-- Collected data --
+===+

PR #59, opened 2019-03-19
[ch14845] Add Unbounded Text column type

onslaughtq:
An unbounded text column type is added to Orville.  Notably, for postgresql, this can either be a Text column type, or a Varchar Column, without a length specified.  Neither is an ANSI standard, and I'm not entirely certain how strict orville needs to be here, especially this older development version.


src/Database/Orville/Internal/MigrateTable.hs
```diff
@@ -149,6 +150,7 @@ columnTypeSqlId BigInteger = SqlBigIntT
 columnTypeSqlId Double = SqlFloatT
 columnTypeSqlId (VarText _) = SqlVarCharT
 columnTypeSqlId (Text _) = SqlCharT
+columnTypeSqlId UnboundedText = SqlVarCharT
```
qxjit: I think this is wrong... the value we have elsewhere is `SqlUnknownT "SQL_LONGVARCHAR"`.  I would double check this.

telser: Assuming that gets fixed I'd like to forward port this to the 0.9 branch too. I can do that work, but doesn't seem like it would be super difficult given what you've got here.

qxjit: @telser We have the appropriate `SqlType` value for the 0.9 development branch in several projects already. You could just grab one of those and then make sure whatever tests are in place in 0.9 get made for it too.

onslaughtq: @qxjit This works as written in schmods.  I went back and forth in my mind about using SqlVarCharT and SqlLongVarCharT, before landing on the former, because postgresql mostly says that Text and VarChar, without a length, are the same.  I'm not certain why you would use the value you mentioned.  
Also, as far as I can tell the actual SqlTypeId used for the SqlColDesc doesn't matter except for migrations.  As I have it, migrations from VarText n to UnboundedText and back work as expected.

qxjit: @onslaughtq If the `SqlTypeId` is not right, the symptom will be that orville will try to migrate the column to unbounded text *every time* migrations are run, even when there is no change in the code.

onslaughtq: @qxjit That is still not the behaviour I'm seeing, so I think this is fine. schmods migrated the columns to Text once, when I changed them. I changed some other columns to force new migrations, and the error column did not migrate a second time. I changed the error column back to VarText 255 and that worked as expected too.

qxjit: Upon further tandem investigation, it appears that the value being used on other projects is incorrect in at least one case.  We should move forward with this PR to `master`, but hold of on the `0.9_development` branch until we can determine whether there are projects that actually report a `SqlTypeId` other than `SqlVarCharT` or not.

+===+

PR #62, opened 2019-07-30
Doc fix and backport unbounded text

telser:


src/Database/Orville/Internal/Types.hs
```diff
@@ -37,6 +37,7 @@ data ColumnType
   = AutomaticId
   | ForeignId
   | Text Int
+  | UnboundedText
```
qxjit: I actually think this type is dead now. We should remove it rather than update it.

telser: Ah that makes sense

+===+

-- Directions for this task --
Copy every line of the records above that contains "length".

-- Written reply --
An unbounded text column type is added to Orville.  Notably, for postgresql, this can either be a Text column type, or a Varchar Column, without a length specified.  Neither is an ANSI standard, and I'm not entirely certain how strict orville needs to be here, especially this older development version.
onslaughtq: @qxjit This works as written in schmods.  I went back and forth in my mind about using SqlVarCharT and SqlLongVarCharT, before landing on the former, because postgresql mostly says that Text and VarChar, without a length, are the same.  I'm not certain why you would use the value you mentioned.  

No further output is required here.